PR #333, opened 2026-07-28
Migrate to external `autobib-entry` crate

### LINKED ISSUE #315: Zero-copy binary data backend?
Like the JSONB proposal, we could also use a zero-copy binary data format. I think we could use https://docs.rs/rkyv/latest/rkyv/collections/btree_map/struct.ArchivedBTreeMap.html

Essentially, the serialized format is byte-for-byte equivalent to the deserialized format, so there is no overhead at parse-time. There are more benefits:

1. `rkyv` canonically supports borrowed variants, so it would make it very cheap to read off specific fields without loading the whole data structure into memory. This is super useful e.g. for templates, and it would also let us implement very cheap / fast / memory efficient filtering code ("list all records which contain a title").
3. We don't have to maintain our own data format.

Downsides:

1. The data format is no longer documented.
2. Memory issues, if the data is corrupted
3. Still need the `MutableRecordData` type since zero-copy formats cannot be mutated.
4. More dependencies / worse compile time.

Another option instead of just migrating the backend, we could also allow multiple backends (see #309 or also a normal JSON backend).

### LINKED ISSUE #332: Field value too large
The record `doi:10.1103/PhysRevLett.114.191803` has so many authors it doesn't fit into our binary data format (try `autobib get doi:10.1103/PhysRevLett.114.191803`).

I guess the new binary data format should permit longer strings. Relevant for #309 and #315 or we change our binary data format locally.

alexrutar:
Summary:

1. Migrated to the new [`autobib-entry`](https://github.com/autobib/autobib-entry) crate.
2. Updated data format to `autobib_entry::v1` data format.
3. Cleaned up all of the data retrieval code to use a new 'typed `SELECT`' interface
4. Improved `autobib get` to borrow from the database instead of loading the data, whenever possible.


alexrutar:
Or put changes in a separate PR, and I will merge into this one.

wupr:
I'll make a separate PR (or rather several PRs) I think. What should I do with things that have been moved to the other crate in this PR? (Not sure if there are any such conflicts)

alexrutar:
Maybe it's easiest if you just edit this PR branch instead? I've got nothing unpushed. If it's in the new crate can PR there.

alexrutar:
Or feel free to merge this (it's in good state). And then stack other PRs on top.

wupr:
OK. I'll first make my commits on top of the current main. If there are anything affecting the new crate, we can patch there and bump this PR; otherwise I'll merge this PR.

alexrutar:
Even though there are no logic changes some of the type signatures changed, e.g. RawRecordData is now an unsized slice type (repr(transparent) wrapper around a [u8]) so there are a bunch of Box<RawRecordData> everywhere and signatures had to be modified to accept &D where D: EntryData basically everywhere (to permit unsized when needed). That's why there are a few hundred line edits.

alexrutar:
@wupr Just a heads up, the data backend migration is live! If you test it locally make sure to backup your DB. (I tested it on my own and it's fine.)

alexrutar:
I renamed `RawEntryData` to `ArchivedEntryData` (that's also what I used in `autobib-entry`).

alexrutar:
I rearranged `db.rs`: I created a new `DatabaseAccess` trait (implemented for `RecordDatabase` and `Snapshot`), which allows for operations which do not mutate the database, and I moved all of the mutating operations into `Snapshot`.

alexrutar:
I've implemented new generics for "types which can read from a row in the Records table". The key abstractions are
```rust
/// A trait for types which can access the data in a row in the Records table of the records database.
pub trait AccessRecordsRow<'row> {
    type Spec: spec::RowSpec;

    fn access_row(row: &'row Row<'_>) -> Self;

    /// Check that a statement contains all of the columns required to read this type
    /// from a row produced by the statement.
    fn check_statement(stmt: &rusqlite::Statement<'_>) -> bool {
        Self::Spec::check_statement_cols(stmt)
    }
}
```
and
```rust
/// A trait for types which can be loaded from the data in a row in the Records table.
///
/// This trait is implemented for any [`AccessRecordsRow`] implementation which does not capture the
/// `'row` lifetime. The reason for this lifetime bound is that the `'row` lifetime is managed by
/// the SQLite connection and cannot be safely captured by any return type.
pub trait LoadRecordsRow: for<'row> AccessRecordsRow<'row> {
    fn retrieve_from_rev(tx: &Tx<'_>, rev: RevisionId) -> Result<Option<Self>, rusqlite::Error>
    where
        Self: Sized,
    {
        use rusqlite::OptionalExtension;
        Self::retrieve_from_row_id(tx, rev.0).optional()
    }

    /// Load from an ID, with the caller promising that the ID exists in the database. For a
    /// fallible version, use `try_from_id`.
    fn retrieve_from_row_id(tx: &Tx<'_>, rev: i64) -> Result<Self, rusqlite::Error>
    where
        Self: Sized,
    {
        tx.prepare_cached(Self::Spec::as_records_select())?
            .query_row([rev], |row| Ok(Self::access_row(row)))
    }
}
```
with a blanket implementation
```rust
impl<T: for<'a> AccessRecordsRow<'a>> LoadRecordsRow for T {}
```
which means `LoadRecordsRow` is "free" as long as `AccessRecordsRow` does not capture the `'row` lifetime.

In order to verify 'composability' at the type level I added a trait
```rust
pub trait RowSpec {
    /// The columns that this row spec requires in order to read.
    fn col_names() -> &'static [&'static str];

    /// A select statement to retrieve this row spec from the records table, queried by row id.
    fn as_records_select() -> &'static str;

    /// Validate that this row spec is compactible with a `SELECT` statement specified in the
    /// compiled statement.
    fn check_statement_cols(stmt: &rusqlite::Statement<'_>) -> bool {
        let it = Self::col_names();
        let mut col_names = stmt.column_names();
        col_names.sort_unstable();
        it.iter().all(|k| col_names.binary_search(k).is_ok())
    }
}
```
which is morally "which columns does this type need, in order to be loaded from a SELECT statement". The trick is that `RowSpec` implementations form a DAG using `From` implementations so 'generic' types like `Record` can be implemented in a very canonical way like
```rust
impl<'r, D> AccessRecordsRow<'r> for Record<D>
where
    D: AccessRecordsRow<'r>,
    D::Spec: Into<spec::DataVariant>,
{
    type Spec = spec::RecordVariant;

    fn access_row(row: &'r Row<'_>) -> Self {
        let data = D::access_row(row);
        let canonical = Identifier::access_row(row);
        let modified = DateTime::access_row(row);

        Self {
            data,
            modified,
            canonical,
        }
    }
}
```
This means a `Record<D>` can be read from a SELECT statement, as long as the data type `D` can be read from a SELECT statement containing only 'data' and 'variant'.

Also, the `RowSpec` allows debug-time checking of the columns passed to the spec, so we can now use `debug_assert!` to check for these issues in tests without waiting for SQLite to error out if things are incorrect.

alexrutar:
Unfortunately I ran into some limits of Rust's trait system: I could not find a way to write down trait bounds on a closure generic over an argument `A` which does not capture the lifetime in the type `A`. Basically one can write closures `FnMut(&str) -> T` and then call this closure on very short lifetimes, but one cannot do the same for `FnMut(A) -> T`.

I think the problem is `FnMut(&str) -> T` desugars to `for<'a> FnMut(&'a str) -> T` but there is no `for<all possible lifetimes of D> FnMut(D) -> T`.

alexrutar:
I'm finished with this PR now and happy to merge as long as you agree with the database format change.

alexrutar:
I just realized I've had it backwards all along: the statement should hold the RowSpec! The access traits are correct but we instead need
```rust
trait TypedSelect {
    type Accepted: RowSpec;

    const STATEMENT: &'static str;
}
```
or similar. Then the interface is: user selects statement and return value, and the `RowSpec` are compared to check compatibility and `AccessRecordsData` is called to do the actual data conversion. This prevents the infinite proliferation of "access_x_as_y" methods.


I've always been thinking of "types should produce statements" but this is backwards.

alexrutar:
Sorry for editing this PR after I requested a review, I had an awesome idea for how to correctly express 'this X data type can be read from a SELECT statement with Y columns'. The trick is as follows:

Each "column" has a corresponding trait (not quite, because of the 'variant', but close enough). For example there are traits `col::Modified`, `col::Canonical`, etc.

A `SelectStatement` is a typed wrapper around a statement like `SELECT ... FROM ...`. Each `SelectStatement` implements the column traits corresponding to the values. For example, `SELECT modified, canonical FROM Records` would implement `col::Modified + col::Canonical`.

Dual to the `SelectStatement` is the `AccessRecordRow<'row, Q>` trait. The type parameter `Q` refers to a statement. A type, say, `Identifier<&'row str>`, implements `impl<'row, Q: col::Canonical> AccessRecordRow<'row, Q>`, which should be read as "An `Identifier` can be loaded from a `SELECT` statement as long as that statement implements `col::Canonical`".

Now the main trick which made me excited is that we get 'subtype select' for free: since `SELECT modified, canonical FROM Records` implements `col::Modified + col::Canonical` we can read an `Identifier`, or also a `DateTime<Local>`. This was the thing I was trying very hard to implement to avoid the 'N x M' issue: we have `N` implementations of `AccessRecordRow` and `M` implementations of `SelectStatement` and one can combine in a type-safe way any of these statements with any of these data types (as long as the trait bounds are compatible).

This removed quite a bit of boilerplate, and moreover since the `AccessRecordRow` traits are composable, it also removed all of the repetition for "this is a wrapper type, to read it, read its subtypes and then wrap them together". Like for `Record`, etc. So now we don't have `SELECT` statements and `from_row...` statements all over the place; they are all inside the `db::select` module. There are still some SQL statements elsewhere (for updates, etc. since those aren't typed since it is way too much work to make them typed) but the `SELECT` case is the main one I think is important for the future.

alexrutar:
The subtype selection thing fixed my previous idea (I hid all of the comments) because it avoids the "we need `2^N` traits for `N` columns" which got way too tedious and error-prone.

alexrutar:
Cut into 3 PRs now

PR #334, opened 2026-07-29
Improve documentation on JSON output

wupr:
This PR improves `docs/json.md` and the JSON schemas in `docs/schema`.

### DIFF
--- a/docs/schema/data.schema.json
+++ b/docs/schema/data.schema.json
@@ -15,6 +15,7 @@
     "fields": {
       "title": "Entry fields",
       "description": "The fields in the bibliographic data",
+      "type": "object",
       "additionalProperties": false,
       "patternProperties": {
         "^[^\\x00-\\x20{}(),=\\#%\"]+$": {
--- a/docs/json.md
+++ b/docs/json.md
@@ -5,7 +5,7 @@ This page documents the corresponding schemas.
 
 - `autobib source --json`: [`$source`](#source-autobib-source-output)
 - The `%json` meta key in templates: [`$record_entry`](#record_entry-record-of-type-entry)
-- `autobib info -r all --json`: [`$info`](#info-autobib-info-output)
+- `autobib info --json`: [`$info`](#info-autobib-info-output) for the `all` report type
 
 ## Schemas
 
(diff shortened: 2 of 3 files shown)


docs/schema/data.schema.json
```diff
@@ -10,16 +10,22 @@
       "title": "Entry type",
       "description": "The type of bibliographic entry",
       "type": "string",
-      "pattern": "^[^\\x00-\\x20{}(),=\\#%\"]+$"
+      "pattern": "^[^\\x00-\\x20{}(),=\\#%\"]+$",
+      "maxLength": 255
```
alexrutar: The new binary format will not have these length restrictions (see #332)

alexrutar (commented):
Just glancing through, nothing detailed.

docs/schema/data.schema.json
alexrutar: The new restriction will be `2^32 - 1` bytes though SQLite be unhappy well before this in practice.

alexrutar:
Other changes look good to me, thanks!

docs/schema/data.schema.json
wupr: OK, I'll remove the `maxLength`s then.

wupr:
Thanks! Merging now

docs/schema/data.schema.json
```diff
@@ -23,4 +24,4 @@
       }
     }
   }
-}
+}
```
alexrutar, line 27: Uhh, did this remove a trailing newline?

wupr: Oh oops that's my auto-formatter I think. I can put it back in my next PR. Is it better to have a trailing newline?

wupr: To clarify, the VS Code's default auto-formatter only seems to do this with JSON files

alexrutar: Weird, well trailing newline is POSIX standard so I think it's best! I fixed it already.

wupr: I see. I'd better change the VS Code settings for Autobib

PR #341, opened 2026-08-04
Fix some inconsistencies

wupr:


wupr:
These are some tiny fixes.

I have some other fixes related to naming (some of which were spotted by an LLM), but there are a few small things I wanted to discuss first, so they'll wait for another PR.

src/db/state/record.rs
```diff
@@ -126,7 +126,7 @@ impl<D: AsRecordData, T: AsRef<str>> Serialize for Record<D, T> {
     where
         S: serde::Serializer,
     {
-        let field_count = if self.data.serializable() { 2 } else { 3 };
+        let field_count = if self.data.serializable() { 3 } else { 2 };
```
alexrutar, line 129: Yikes, good catch! I think in practice the field count is only used by certain deserialize backends (but not JSON) but it could have resulted in something weird nonetheless.

alexrutar (approved):
looks good to me!

PR #343, opened 2026-08-04
New data backend

### LINKED ISSUE #315: Zero-copy binary data backend?

### LINKED ISSUE #332: Field value too large

alexrutar:
This PR adds a new data backend using the `autobib-entry` crate, and migrates to the new `v1` format.

---

<sub>Stack created with <a href="https://github.com/github/gh-stack">GitHub Stacks CLI</a> • <a href="https://gh.io/stacks-feedback">Give Feedback 💬</a></sub>


docs/changelog/next.md
```diff
@@ -1,18 +1,20 @@
...
-Supported database versions: `<= 4`
+Supported database versions: `<= 5`
 
 Changes since `v0.6.1`.
 
 ## Breaking changes
 
 - `zbmath` identifiers are now stored internally without 0-padding to length 8
+- The binary data format of the `data` column in the Records table has changed from the `v0` format to a new `v1` format.
+  Visit the [new entry data repository](https://github.com/autobib/autobib-entry) for detail on the new format.
```
wupr:
```suggestion
  Visit the [new entry data repository](https://github.com/autobib/autobib-entry) for details on the new format.
```

src/db/validate.rs
```diff
@@ -44,7 +44,9 @@ pub enum DatabaseFault {
     /// There was an underlying SQLite integrity error.
     IntegrityError(String),
     /// A row in the `Records` table contains invalid binary data.
-    InvalidRecordData(i64, String, AccessError),
+    InvalidRecordDataFormat(i64, String, AccessError),
+    /// A row in the `Records` table contains invalid binary data.
+    InvalidRecordData(i64, String, DataError),
```
wupr: The doc strings for these two variants are identical

src/db/validate.rs
```diff
@@ -132,10 +134,14 @@ impl fmt::Display for DatabaseFault {
...
             Self::IntegrityError(err) => write!(f, "Database integrity error: {err}"),
-            Self::InvalidRecordData(row_id, name, err) => write!(
+            Self::InvalidRecordDataFormat(row_id, name, err) => write!(
                 f,
                 "Record row '{row_id}' with record id '{name}' has invalid binary data: {err}"
             ),
+            Self::InvalidRecordData(row_id, name, err) => write!(
+                f,
+                "Record row '{row_id}' with record id '{name}' has data not in the standard format: {err}"
+            ),
```
wupr: The error messages look like they need to be swapped

src/db/migrate.rs
```diff
@@ -196,6 +196,68 @@ ALTER TABLE Keys RENAME COLUMN record_key TO record_rev;
...
+                "\
+                CREATE VIEW ActiveRecords \
+                AS \
+                  SELECT canonical, modified, data as entry_data \
+                  FROM Records \
+                  WHERE \
+                    rev in (SELECT record_rev FROM Keys) \
+                    AND variant = 0",
+                [],
+            )?;
```
wupr: Should we check if the view exists in `src/db/validate.rs`?

wupr (approved):

docs/changelog/next.md
wupr: Maybe we should move the first two bullet points here to the bottom of the section ~~(or a new section called internal changes)~~. In most cases, they don't require any user action or even knowledge.

Ah I guess they should be kept in this section, since they are incompatible with previous releases

alexrutar: I've moved them to the bottom and grouped them together.

src/db/validate.rs
alexrutar: It's correct, but the enum variant naming is not good. I renamed the variables so it is more clear.

alexrutar:
Some of the validation changes got tangled with other commits in the future PRs, so I will put them in the 'cleanup' ~commit~ PR #347

src/db/migrate.rs
alexrutar: Yes, and the indices too, I think.

PR #103, opened 2018-11-14
first version of spec template

SebastienGllmt:
See README in the PR


docs/specs/TEMPLATE.md
```diff
@@ -0,0 +1,15 @@
...
+
+Why you think the proposal is necessary
+
+# Background
+
+Background information related to the proposal (current implementation, rationale for the implementation you will propose)
+
+# Proposal
+
+What you propose should be done
```
vantuz-subhuman: Should we add something like this at the end 🤔?

```
#Possible negative drawbacks or complications

Optionally describe what are the complications that could go wrong while or after implementing this feature.
```

SebastienGllmt: I think that would go in the `background` section where you could contrast different implementation ideas

PR #114, opened 2018-11-20
Cleanup Store folder & associated code

SebastienGllmt:
-Remove a bunch of dead code (inherited from Daedalus)
-Added types (a large amount of stuff resolved to `any`)
-Better abstraction for picking which API to use (ex: `ada`)
-cleanup/documentation


nicarq:
Awesome!!! 🙏

PR #117, opened 2018-11-21
Sort mnemonic phrase to make them easier to click

SebastienGllmt:
Crazy this wasn't done a long time ago. Can anybody think of a reason why this wasn't the case from the start?


SebastienGllmt:
image
Here is an image showing the change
####################
**Exercise directions:**
Begin with the line that contains "Awesome!!! 🙏" and quote each line after it exactly, stopping after the last line of the data.

**Output for this task:**
Awesome!!! 🙏

PR #117, opened 2018-11-21
Sort mnemonic phrase to make them easier to click

SebastienGllmt:
Crazy this wasn't done a long time ago. Can anybody think of a reason why this wasn't the case from the start?


SebastienGllmt:
image
Here is an image showing the change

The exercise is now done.